**What is required**
Determine how many of the lines below hold the word "descriptions". Give the number and nothing else.

···

PR #145518, opened 2026-09-12
fix(ui): clarify presence platform and connection labels

steipete:
## What Problem This Solves

Fixes an issue where users opening a person's Online activity card saw raw platform strings such as `MacIntel`, `MacARM64`, and `win32`, repeated device/OS names, and the verbose `Control UI` connection label.

## Why This Change Was Made

The card now uses the shared platform formatter, displays browser connections as Web, and removes redundant device/platform labels while retaining OS versions. Explicit architecture values are formatted as ARM, Intel for an explicit Intel Mac target, or x64/x86. Browser `MacIntel` is not treated as CPU evidence: Apple silicon Macs and desktop-mode iPads report it too.

## User Impact

Connection descriptions are shorter and easier to read: Mac · Web, Mac · ARM · Web, Windows · Web, and iPad · Web. Devices and New Session also benefit from consistent platform and architecture formatting.

## Evidence

- 31 focused tests passed across platform formatting, the actual sidebar activity card, and Devices rendering.
- The sidebar regression test fails against the original formatter with the expected raw and duplicate platform labels.
- Inspected Chrome rendering with a synthetic mock Gateway covering Mac, ARM, Intel Mac, Linux, Windows, and iPad connections.
- Targeted lint, formatting, i18n verification, docs MDX validation, and `git diff --check` passed.
- Local typechecking is blocked by the worktree's borrowed dependency layout; hosted CI supplies the full check before merge.

Before (cropped to labels only):

Old platform and connection labels

After (synthetic connections):

Readable platform and connection labels

PR #145559, opened 2026-09-12
fix(ui): distinguish terminal clients in presence cards

steipete:
Related: #145518

## What Problem This Solves

Fixes an issue where users opening Online activity cards saw terminal UI connections labeled App, indistinguishable from native apps. Both use the same coarse UI connection mode, and presence discarded the client type.

## Why This Change Was Made

Presence now carries the accepted connection's optional client ID through WebSocket and HTTP Watch connection producers, cache refresh, the protocol schema, and generated Swift decoding. The card uses that ID to show Terminal for TUI connections; display names remain independent. Refresh also restores the connection mode so recreated native-app rows retain their label. Admission, permissions, and persistence are unchanged.

## User Impact

People connected through both a terminal and the native app now have distinct Terminal and App descriptions, including after presence-cache eviction. Web, Command line, and missing-client-ID records retain their existing labels.

## Evidence

- 52 focused tests passed across actual Gateway health/presence RPCs, heartbeat/cache-eviction recovery, the snapshot schema, and registered sidebar rendering.
- The original Gateway fails the new handshake and cache-refresh regressions because clientId is absent.
- Tests use custom and misleading display names to verify client type is independent of host text.
- Targeted lint, formatting, i18n, docs, protocol event coverage, protocol-since, and generated Swift checks passed.
- Independent autoreview is scoped-clean through P2.
- Inspected Chrome comparison uses synthetic mock-Gateway payloads without client IDs (before) and with client IDs (after), exercising the real card renderer.
- Local full typechecking rejects the borrowed dependency layout; required hosted CI will complete validation before merge.

The existing card projection test moved to a registered sibling to preserve all assertions while respecting the original file's line limit.

Before:

Presence without client type metadata

After:

Terminal and native App distinguished


steipete:
Merged via squash.

- Prepared head SHA: [d45ac10019ff8c09f4614328fbccb4f00181d175](https://github.com/openclaw/openclaw/pull/145559/commits/d45ac10019ff8c09f4614328fbccb4f00181d175)
- Landed commit: [0141569e7986c1f27a454f178a83680a3763a5ac](https://github.com/openclaw/openclaw/commit/0141569e7986c1f27a454f178a83680a3763a5ac)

···

**Completed exercise**
2